Sent from my iPad using Tapatalk


----------



## Xander313 (Dec 30, 2016)

Thank you, I'll move it there.


----------



## Xander313 (Dec 30, 2016)

FYI

"Buyer pays $5,000 for this ownership + all Hilton Transfer and  activation fees($448+ $535) +$295 contract fee total $6,278.


Seller pays 2017 maintenance fee and $599 Deeding and recording fee"


----------



## SmithOp (Dec 30, 2016)

3500 platinum points at Elara is a Studio Plus, the entry level size unit in the HGVC system.  You don't mention other family or possibly kids besides wife, but will you always be satisfied staying in a studio unit, its little more than a hotel unit with a kitchenette.

I dont think this is a good deal, regardless of the seller paying 2017 fees.


Sent from my iPad using Tapatalk


----------



## Jason245 (Dec 30, 2016)

I am guessing it would be worth twice as much as this one. 
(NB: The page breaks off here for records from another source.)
PR #1706, opened 2026-07-23
Remove redundant setup.py from Python client build

yili-db:
**PR Checklist**

**Description of changes**
The Python client builds with hatchling via pyproject.toml, so setup.py was an unused second copy of the version string. Drop the file, its copy step, and the version-sync logic so version.sbt -> pyproject.toml is the single source of truth.


timothyw553 (approved):

openinx (approved):
Looks good to me,  thanks @yili-db for the cleaning.

tdas (commented):
`clients/python/build/.openapi-generator-ignore:7`
[AI-assisted]

you dropped setup.py everywhere except here — the ignore still lists it, and you also edited the readme to say only pyproject.toml is excluded. so does the generator emit its own setup.py? if yes, this line has to stay to suppress it and the readme is now wrong; if no, drop this stale line too. right now the two disagree.

the next person reconciling them either 'cleans up' this line thinking it's stale and the generator starts emitting the very setup.py you just removed, or keeps trusting a readme that no longer matches the ignore rules.

tdas (approved):
other than that small comment... LGTM.

PR #1708, opened 2026-07-23
[Spark] Preserve generated and identity columns in catalog schemas

timothyw553:
## What

- Add a small `CatalogV2UtilWithColumnMetadata` that delegates to Spark’s version-specific converter, then preserves generated-expression and identity-column metadata from each V2 `Column`.
- Convert once inside the existing `UCSingleCatalog.createTable(Array[Column], ...)` override, retain its routing logic, and pass the resulting `StructType` to the delegate.
- Override the three `Array[Column]` staging defaults so they use the same converter before calling UC’s existing `StructType` staging methods.
- Keep comments, default values, metadata JSON, and Spark 4.2 column IDs owned by Spark’s native converter. The converter writes only Spark metadata keys; downstream formats remain responsible for their own metadata.

## Why

Spark 4.0–4.2 can drop generated expressions and identity specifications when `CatalogV2Util.v2ColumnsToStructType` converts V2 columns. Downstream catalogs therefore receive an incomplete schema when requests pass through `UCSingleCatalog`. Preserving both representations in one shim also lets Delta’s central create path translate them into Delta feature metadata without format-specific logic in UC.

## Testing

- `SparkCatalogCompatibilitySuite` on Spark 4.0.0 and 4.1.0
- Focused `SparkCatalogCompatibilitySuite` on Spark 4.2.0 with the unrelated, unpublished Delta 4.2 test dependency excluded
- Delta + UC generated-column integration suite on Spark 4.2 (19 tests)

### DIFF
--- a/connectors/spark/src/main/scala/org/apache/spark/sql/connector/catalog/CatalogV2UtilShim.scala
+++ b/connectors/spark/src/main/scala/org/apache/spark/sql/connector/catalog/CatalogV2UtilShim.scala
@@ -1,0 +1,20 @@
+package org.apache.spark.sql.connector.catalog
+
+import org.apache.spark.sql.catalyst.util.GeneratedColumn
+import org.apache.spark.sql.types.{MetadataBuilder, StructType}
+
+/** Converts V2 columns to a schema while preserving generated-column metadata. */
+object CatalogV2UtilShim {
+
+  def v2ColumnsToStructType(columns: Array[Column]): StructType = {
+    val schema = CatalogV2Util.v2ColumnsToStructType(columns)
+    StructType(schema.fields.zip(columns).map { case (field, column) =>
+      Option(column.generationExpression()).fold(field) { expression =>
+        field.copy(metadata = new MetadataBuilder()
+          .withMetadata(field.metadata)
+          .putString(GeneratedColumn.GENERATION_EXPRESSION_METADATA_KEY, expression)
+          .build())
+      }
+    })
+  }
+}
--- a/connectors/spark/src/main/scala/org/apache/spark/sql/connector/catalog/CatalogV2UtilShim.scala
+++ b/connectors/spark/src/main/scala/org/apache/spark/sql/connector/catalog/CatalogV2UtilShim.scala
@@ -1,20 +1,27 @@
 package org.apache.spark.sql.connector.catalog
 
-import org.apache.spark.sql.catalyst.util.GeneratedColumn
+import org.apache.spark.sql.catalyst.util.{GeneratedColumn, IdentityColumn}
 import org.apache.spark.sql.types.{MetadataBuilder, StructType}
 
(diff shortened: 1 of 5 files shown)


openinx (approved):

connectors/spark/src/main/scala/org/apache/spark/sql/connector/catalog/CatalogV2UtilShim.scala
```diff
@@ -0,0 +1,27 @@
+package org.apache.spark.sql.connector.catalog
+
+import org.apache.spark.sql.catalyst.util.{GeneratedColumn, IdentityColumn}
+import org.apache.spark.sql.types.{MetadataBuilder, StructType}
+
+/** Converts V2 columns to a schema while preserving generated and identity column metadata. */
+object CatalogV2UtilShim {
```
openinx: Since this is not under the shim directory, let's not name it as `CatalogV2UtilShim`.

connectors/spark/src/test/scala/io/unitycatalog/spark/compat/SparkCatalogCompatibilitySuite.scala
```diff
@@ -3,11 +3,67 @@ package io.unitycatalog.spark.compat
...
+import org.apache.spark.sql.connector.catalog.{CatalogV2UtilShim, Column, ColumnDefaultValue, IdentityColumnSpec}
+import org.apache.spark.sql.connector.expressions.Expressions
+import org.apache.spark.sql.types.DataTypes
 import org.junit.jupiter.api.Assertions.{assertEquals, assertNotNull, assertTrue}
 import org.junit.jupiter.api.Test
 
 class SparkCatalogCompatibilitySuite {
 
+  @Test
+  def v2ColumnsToStructTypePreservesGenerationExpression(): Unit = {
```
openinx: Please move those tests out of this suite, and file a `CatalogV2UtilSuite` to cover it, that make more sense.

connectors/spark/src/main/scala/org/apache/spark/sql/connector/catalog/CatalogV2UtilShim.scala
timothyw553: Good point. Renamed it to `CatalogV2UtilWithColumnMetadata` to describe the shared converter behavior without implying that it lives under a version-selected shim directory.

connectors/spark/src/test/scala/io/unitycatalog/spark/compat/SparkCatalogCompatibilitySuite.scala
timothyw553: Done. I moved the generated- and identity-column conversion tests into a dedicated `CatalogV2UtilSuite`; `SparkCatalogCompatibilitySuite` now only contains its storage-format compatibility test.

PR #1710, opened 2026-07-24
closed

foss-contributor:


api/delta.yaml
```diff
@@ -544,6 +544,7 @@ components:
       enum:
         - MANAGED
         - EXTERNAL
+        - MANAGED_SHALLOW_CLONE # Not yet fully implemented
```
yili-db, line 547: run `sbt generate` and include the generated changes.

foss-contributor: DeltaTableType seems to be empty and doesn't generate after running it?

yili-db: Ah I see. It's a separate problem then.

yili-db (approved):

api/delta.yaml
foss-contributor: Yea I ran `JAVA_HOME=/usr/lib/jvm/java-17-openjdk-amd64 build/sbt generate` and no docs were generated.

openinx (approved):
LGTM,  thanks @foss-contributor for the contribution !   @tdas   this will requires your approval to merge, pls take a look, thank you.

PR #1716, opened 2026-07-26
[Server] Fix URL transcoder hanging on responses with no body

### LINKED ISSUE #1046: tableExists requests are hanging on the Iceberg endpoints
**Describe the bug**
Newer Iceberg clients 1.8+ are using HEAD requests to check table existence: https://github.com/apache/iceberg/commit/bc36f5e33fd71335e91f04aa70a199243fd15897

For some reason the table existence endpoint defined in `IcebergRestCatalogService` does not respond to the client request and hangs.

**To Reproduce**
- I tested with the 0.3 branch and the official 0.3 docker image.
- Can be reproduced with `curl`

```
$ curl -v --head "http://localhost:8080/api/2.1/unity-catalog/iceberg/v1/catalogs/unity/namespaces/default/tables/marksheet_uniform"

* Host localhost:8080 was resolved.
* IPv6: ::1
* IPv4: 127.0.0.1
*   Trying [::1]:8080...
* Connected to localhost (::1) port 8080
> HEAD /api/2.1/unity-catalog/iceberg/v1/catalogs/unity/namespaces/default/tables/marksheet_uniform HTTP/1.1
> Host: localhost:8080
> User-Agent: curl/8.7.1
> Accept: */*
> 
* Request completely sent off
<hanging>
```
**Expected behavior**
Expecting an `HTTP/1.1 200 OK` or exception from the server, similar to the `GET` request on the same endpoint.

- Tried the docker image: 0.3 on MacOS 15.1.1
- Built unitycatalog from scratch on MacOS 15.1.1: `branch-0.3`

**Additional context**
- Started debugging it, looks like request reaches `IcebergRestCatalogService.tableExists(...)`, but then the client does not receive a response.
- Tried upgrading `armeria` to 1.32.3, but the behavior did not change.
- Hanging even when the table does not exist.

SreeramaYeshwanthGowd:
**PR Checklist**

**Description of changes**

Fixes #1046

Any response with no body hangs forever through `URLTranscoderVerticle`. `bodyAsBuffer()` is null when there is no body, and `end(null)` throws inside the compose chain, so nothing is written and the connection stays open.

Requests arrive through the transcoder because `main` puts Armeria on `port + 1` and `compose.yaml` publishes only 8080.

Iceberg and Delta `HEAD` hung before and now answer. Filed #1717 for the failure handler.

### DIFF
--- a/server/src/test/java/io/unitycatalog/server/URLTranscoderVerticleTest.java
+++ b/server/src/test/java/io/unitycatalog/server/URLTranscoderVerticleTest.java
@@ -1,0 +1,140 @@
+package io.unitycatalog.server;
+
+import static org.assertj.core.api.Assertions.assertThat;
+
+import io.vertx.core.Vertx;
+import io.vertx.core.buffer.Buffer;
+import io.vertx.core.http.HttpMethod;
+import io.vertx.ext.web.client.HttpResponse;
+import io.vertx.ext.web.client.WebClient;
+import java.io.IOException;
+import java.net.ServerSocket;
+import java.net.Socket;
+import java.util.concurrent.TimeUnit;
+import org.junit.jupiter.api.AfterAll;
+import org.junit.jupiter.api.BeforeAll;
+import org.junit.jupiter.api.Test;
+
+public class URLTranscoderVerticleTest {
+
+  private static final String HOST = "127.0.0.1";
+  private static final int TIMEOUT_SECONDS = 10;
+
+  private static Vertx vertx;
+  private static WebClient client;
+  private static int transcodePort;
+
+  @BeforeAll
+  public static void setUp() throws Exception {
+    vertx = Vertx.vertx();
+    client = WebClient.create(vertx);
+    int servicePort = findAvailablePort();
+    transcodePort = findAvailablePort();
+    startService(servicePort);
+    vertx
+        .deployVerticle(new URLTranscoderVerticle(transcodePort, servicePort))
+        .toCompletionStage()
+        .toCompletableFuture()
+        .get(TIMEOUT_SECONDS, TimeUnit.SECONDS);
+    awaitPort(transcodePort);
+  }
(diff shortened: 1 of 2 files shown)


server/src/test/java/io/unitycatalog/server/URLTranscoderVerticleTest.java
```diff
@@ -0,0 +1,138 @@
...
+public class URLTranscoderVerticleTest {
+
+  private static final String HOST = "127.0.0.1";
+  private static final int TIMEOUT_SECONDS = 10;
+
+  private Vertx vertx;
+  private WebClient client;
+  private int transcodePort;
+
+  @BeforeEach
```
yili-db: Should be `@BeforeAll/@AfterAll` to avoid unnecessary test server startup and teardown.

server/src/test/java/io/unitycatalog/server/URLTranscoderVerticleTest.java
```diff
@@ -0,0 +1,138 @@
...
+          .toCompletableFuture()
+          .get(TIMEOUT_SECONDS, TimeUnit.SECONDS);
+    }
+  }
+
+  @Test
+  public void testNoContentResponseIsTranscoded() throws Exception {
+    HttpResponse<Buffer> response = send(HttpMethod.GET, "/no-content");
+
+    assertThat(response.statusCode()).isEqualTo(204);
```
yili-db, line 60: Also validate that body is empty?

yili-db (commented):
This is good fix!
Just two minor comments. Please address them. Thank you!

SreeramaYeshwanthGowd:
Thank you @yili-db - both addressed and pushed: setup moved to @BeforeAll/@AfterAll, and the empty body assertions added.

yili-db (approved):

PR #1719, opened 2026-07-26
[Server] Fix metastore-wide model listing page token

### LINKED ISSUE #1718: Metastore-wide GET /models returns a next_page_token that the server rejects
**Describe the bug**

`GET /api/2.1/unity-catalog/models` with no `catalog_name` or `schema_name` returns a
`next_page_token` that the same endpoint then rejects with HTTP 400.

That branch of `ModelRepository.listRegisteredModels` does not go through
`PagedListingHelper.listEntity` like the schema scoped branch does. It calls
`getAllRegisteredModelsDao`, which pages by row id:

```java
tokenToUse = UUID.fromString(token.get());
String hql = "FROM RegisteredModelInfoDAO t WHERE t.id > :token ORDER BY t.id ASC";
```

but the token returned to the client comes from `PagedListingHelper.getNextPageToken`, which returns
the last entity `name`. So `UUID.fromString("<model name>")` throws, `BaseExceptionHandler` maps it
to `INVALID_ARGUMENT`, and the caller gets a 400 for a token the server issued.

The same branch also skips the negative `max_results` check that `listEntity` performs.
`api/all.yaml` says "when set to a value less than 0, an invalid parameter error is returned", but
`GET /models?max_results=-1` returns 200 while the schema scoped form correctly returns 400.

**To Reproduce**

1. Create more registered models across the metastore than one page holds.
2. `GET /api/2.1/unity-catalog/models?max_results=2` and note `next_page_token`.
3. `GET /api/2.1/unity-catalog/models?max_results=2&page_token=<that token>` returns 400
   `Invalid UUID string: <model name>`.
4. `GET /api/2.1/unity-catalog/models?max_results=-1` returns 200 instead of 400.

**Expected behavior**

The token returned by the metastore wide listing can be passed back to fetch the next page, and
`max_results` below zero is rejected the same way the schema scoped listing rejects it.

- main at `ed504dee`

**Additional context**

Model names are only unique per schema, so the id ordering in this branch is deliberate. A name keyed
cursor would skip models whenever two schemas hold the same model name, so the fix is to make the
token match the id the query already pages by. Introduced in #404.

SreeramaYeshwanthGowd:
**PR Checklist**

**Description of changes**

Fixes #1718

`GET /models` with no catalog or schema pages by row id but returned the last model name as `next_page_token`, so passing that token back failed `UUID.fromString` and returned 400. That branch also skipped the negative `max_results` check.

Model names are not unique across a metastore, so the id ordering stays and the token now matches it.

`testPagingCoversModelsThatShareAName` walks three models sharing a name across a page, then both validations in the same test. Fails without the fix.

### DIFF
--- a/server/src/test/java/io/unitycatalog/server/sdk/models/SdkModelCRUDTest.java
+++ b/server/src/test/java/io/unitycatalog/server/sdk/models/SdkModelCRUDTest.java
@@ -1,13 +1,30 @@
 package io.unitycatalog.server.sdk.models;
 
+import static io.unitycatalog.server.utils.TestUtils.CATALOG_NAME;
+import static io.unitycatalog.server.utils.TestUtils.CATALOG_NAME2;
+import static io.unitycatalog.server.utils.TestUtils.COMMENT;
+import static io.unitycatalog.server.utils.TestUtils.MODEL_NAME;
+import static io.unitycatalog.server.utils.TestUtils.SCHEMA_NAME;
+import static io.unitycatalog.server.utils.TestUtils.SCHEMA_NAME2;
+import static org.assertj.core.api.Assertions.assertThat;
+
+import io.unitycatalog.client.ApiException;
+import io.unitycatalog.client.api.RegisteredModelsApi;
+import io.unitycatalog.client.model.CreateRegisteredModel;
+import io.unitycatalog.client.model.ListRegisteredModelsResponse;
+import io.unitycatalog.client.model.RegisteredModelInfo;
 import io.unitycatalog.server.base.ServerConfig;
 import io.unitycatalog.server.base.catalog.CatalogOperations;
 import io.unitycatalog.server.base.model.BaseModelCRUDTest;
 import io.unitycatalog.server.base.model.ModelOperations;
 import io.unitycatalog.server.base.schema.SchemaOperations;
+import io.unitycatalog.server.exception.ErrorCode;
 import io.unitycatalog.server.sdk.catalog.SdkCatalogOperations;
 import io.unitycatalog.server.sdk.schema.SdkSchemaOperations;
 import io.unitycatalog.server.utils.TestUtils;
+import java.util.ArrayList;
+import java.util.List;
+import org.junit.jupiter.api.Test;
 
 public class SdkModelCRUDTest extends BaseModelCRUDTest {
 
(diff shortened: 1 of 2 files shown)


server/src/test/java/io/unitycatalog/server/sdk/models/SdkModelListingPaginationTest.java
```diff
@@ -0,0 +1,154 @@
...
+import java.util.ArrayList;
+import java.util.List;
+import org.junit.jupiter.api.BeforeEach;
+import org.junit.jupiter.api.Test;
+import org.junit.jupiter.api.io.TempDir;
+
+/**
+ * Covers listing registered models across the whole metastore, with no catalog or schema filter.
+ */
+public class SdkModelListingPaginationTest extends BaseCRUDTest {
```
yili-db: Can this test file be folded into `SdkModelCRUDTest`? It's a base class of `BaseModelCRUDTest` where tests are actually defined. So currently itself has only factory methods. But it doesn't have to remain so. See `SdkTableCRUDTest` for example, you can definitely add additional tests in `SdkModelCRUDTest` and they can freely use registeredModelsApi as well. By doing this it can share the setup with other model crud tests.

SreeramaYeshwanthGowd:
Thank you @yili-db - folded into `SdkModelCRUDTest` and pushed, reusing `createCommonResources` so it shares setup with the other model tests.

server/src/test/java/io/unitycatalog/server/sdk/models/SdkModelCRUDTest.java
```diff
@@ -23,6 +42,94 @@ protected SchemaOperations createSchemaOperations(ServerConfig config) {
...
   }
+
+  /**
+   * ModelOperations drops the next page token, so the listing tests below use a direct
+   * `RegisteredModelsApi` client to inspect the response object.
+   */
+  private RegisteredModelsApi localRegisteredModelsApi;
+
+  @Test
+  public void testNextPageTokenFetchesTheRemainingModels() throws ApiException {
```
yili-db: This test can be folded into the next test `testPagingCoversModelsThatShareAName`:
1. run existing `testPagingCoversModelsThatShareAName` tests.
2. create one more model `createModel(CATALOG_NAME, SCHEMA_NAME, "uc_testmodel_two");` to make them three.
3. listAllModels again to check that all 3 can be listed.

The motivation is to reduce setup/teardown cost.

server/src/test/java/io/unitycatalog/server/sdk/models/SdkModelCRUDTest.java
```diff
@@ -23,6 +42,94 @@ protected SchemaOperations createSchemaOperations(ServerConfig config) {
...
+    ListRegisteredModelsResponse secondPage = listAllModels(1, firstPage.getNextPageToken());
+
+    assertThat(collectFullNames(firstPage, secondPage))
+        .containsExactlyInAnyOrder(
+            CATALOG_NAME + "." + SCHEMA_NAME + "." + MODEL_NAME,
+            CATALOG_NAME2 + "." + SCHEMA_NAME2 + "." + MODEL_NAME);
+  }
+
+  @Test
+  public void testNegativeMaxResultsIsRejected() {
```
yili-db: These two error cases can be folded into `testPagingCoversModelsThatShareAName` as well: just exercise the normal validation, then error asserts.

yili-db (changes requested):

SreeramaYeshwanthGowd:
Thank you @yili-db - folded into a single `testPagingCoversModelsThatShareAName`, added the third model and appended both error asserts as suggested. Pushed.

yili-db (approved):

PR #1017, opened 2025-05-23
[SC-193285][PROTOTYPE] Read databricks ST/MVs

xiaonanyang-db:
**PR Checklist**

- [ ] A description of the changes is added to the description of this PR.
- [ ] If there is a related issue, make sure it is linked to this PR.
- [ ] If you've fixed a bug or added code that should be tested, add tests!
- [ ] If you've added or modified a feature, documentation in `docs` is updated

**Description of changes**

PR #1722, opened 2026-07-27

http://tugbbs.com/forums/index.php?threads/free-platinum-hgvc-elara-3500-odd.248886/


----------



## GT75 (Dec 30, 2016)

Xander313 said:


> Hi, I'm researching and very interested in purchasing a TS, re-sell only of course. I've been to a presentation in LV which was low pressure and the salesperson was professional and courteous. I've looked into some listing online and came across one that my wife and I are interested in. It's for the Elara platinum season w/annual points of 3500. Price is 5k with seller paying all the closing and 2017 MF. my part is broker fee plus hgvc fee. Need insight, please!!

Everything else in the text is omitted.